Gusein-Zade S M
Institute of Molecular Genetics, USSR Academy of Sciences, Moscow.
J Biomol Struct Dyn. 1989 Apr;6(5):1001-12. doi: 10.1080/07391102.1989.10506527.
Information science widely uses descriptions of the distribution of information units (words) according to the frequency of occurrence with the help of a corresponding ranged series, i.e., the sequence of occurrence frequencies p1, p2, ..., pr as taken in decreasing order. A model called the Zipf rule or Zipflaw is the most commonly used. In this model pr is inversly proportional to a certain degree of range r: pr = C/r2 (C, z greater than 0). Upon analysis, the correspondence of codon distribution and the Zipf model is found unsatisfactory. The distribution of letters (in English and some other languages) by the occurrence frequency does not obey the Zipf rule either. A new model is proposed for a similar distribution in which pr = C.(ln(n + 1)-ln r), where n is the quantity of various symbols (codons). This dependence is approximated by a straight line not in the co-ordinate system (ln r, ln p), like the Zipf model, but in the (ln r, p) system of co-ordinates. It is shown on the basis of statistical criteria that this model is in good agreement with the ranged series of codon frequencies for the best-studied genoms to date. This result may be regarded as an additional reason in favor of the codon-letter analogy (not the codon-word analogy) in genetic texts.

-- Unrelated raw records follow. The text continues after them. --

PR #1638, opened 2026-07-10
Clarify determinism of wait_condition with comment

Sushisource:


mjameswh (approved):
Not sure about the case where timer duration is "0", but seems ok otherwise.

THardy98 (approved):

信息科学在相应的区间序列的帮助下,广泛使用根据出现频率对信息单元(单词)分布的描述,即按降序排列的出现频率序列p1、p2、...、pr。一种称为齐普夫规则或齐普夫定律的模型是最常用的。在该模型中,pr与某个区间r的一定程度成反比:pr = C/r²(C、r大于0)。经过分析,发现密码子分布与齐普夫模型的对应关系并不理想。字母(在英语和其他一些语言中)按出现频率的分布也不遵循齐普夫规则。针对类似的分布提出了一种新模型,其中pr = C·(ln(n + 1) - ln r),其中n是各种符号(密码子)的数量。这种依赖关系不像齐普夫模型那样在坐标系统(ln r, ln p)中由一条直线近似,而是在(ln r, p)坐标系统中。基于统计标准表明,该模型与迄今为止研究最充分的基因组的密码子频率区间序列高度吻合。这一结果可被视为支持遗传文本中密码子-字母类比(而非密码子-单词类比)的另一个理由。